**** Provided data ****

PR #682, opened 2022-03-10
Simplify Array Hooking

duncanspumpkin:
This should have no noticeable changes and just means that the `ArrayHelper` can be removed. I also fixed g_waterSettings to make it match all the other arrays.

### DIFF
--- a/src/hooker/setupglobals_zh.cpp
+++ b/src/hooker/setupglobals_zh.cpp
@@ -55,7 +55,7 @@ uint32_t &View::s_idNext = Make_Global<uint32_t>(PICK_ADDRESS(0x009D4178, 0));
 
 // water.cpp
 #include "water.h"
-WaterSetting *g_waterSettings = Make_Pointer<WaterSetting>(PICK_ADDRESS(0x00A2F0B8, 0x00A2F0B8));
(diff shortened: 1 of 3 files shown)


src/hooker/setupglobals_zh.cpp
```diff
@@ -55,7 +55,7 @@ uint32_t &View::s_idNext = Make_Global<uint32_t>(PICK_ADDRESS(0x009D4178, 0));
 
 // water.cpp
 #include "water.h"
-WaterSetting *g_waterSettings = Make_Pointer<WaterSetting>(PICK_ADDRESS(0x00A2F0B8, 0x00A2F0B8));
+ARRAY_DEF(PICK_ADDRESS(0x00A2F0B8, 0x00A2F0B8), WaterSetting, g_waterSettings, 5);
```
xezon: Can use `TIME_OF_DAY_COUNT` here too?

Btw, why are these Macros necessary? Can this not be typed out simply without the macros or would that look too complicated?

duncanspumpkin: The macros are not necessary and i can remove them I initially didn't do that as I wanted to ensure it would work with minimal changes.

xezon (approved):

****

**What you are asked to do:** Return each line above precisely as written.

**Problem solution:**
PR #682, opened 2022-03-10
Simplify Array Hooking

duncanspumpkin:
This should have no noticeable changes and just means that the `ArrayHelper` can be removed. I also fixed g_waterSettings to make it match all the other arrays.

### DIFF
--- a/src/hooker/setupglobals_zh.cpp
+++ b/src/hooker/setupglobals_zh.cpp
@@ -55,7 +55,7 @@ uint32_t &View::s_idNext = Make_Global<uint32_t>(PICK_ADDRESS(0x009D4178, 0));
 
 // water.cpp
 #include "water.h"
-WaterSetting *g_waterSettings = Make_Pointer<WaterSetting>(PICK_ADDRESS(0x00A2F0B8, 0x00A2F0B8));
(diff shortened: 1 of 3 files shown)


src/hooker/setupglobals_zh.cpp
```diff
@@ -55,7 +55,7 @@ uint32_t &View::s_idNext = Make_Global<uint32_t>(PICK_ADDRESS(0x009D4178, 0));
 
 // water.cpp
 #include "water.h"
-WaterSetting *g_waterSettings = Make_Pointer<WaterSetting>(PICK_ADDRESS(0x00A2F0B8, 0x00A2F0B8));
+ARRAY_DEF(PICK_ADDRESS(0x00A2F0B8, 0x00A2F0B8), WaterSetting, g_waterSettings, 5);
```
xezon: Can use `TIME_OF_DAY_COUNT` here too?

Btw, why are these Macros necessary? Can this not be typed out simply without the macros or would that look too complicated?

duncanspumpkin: The macros are not necessary and i can remove them I initially didn't do that as I wanted to ensure it would work with minimal changes.

xezon (approved):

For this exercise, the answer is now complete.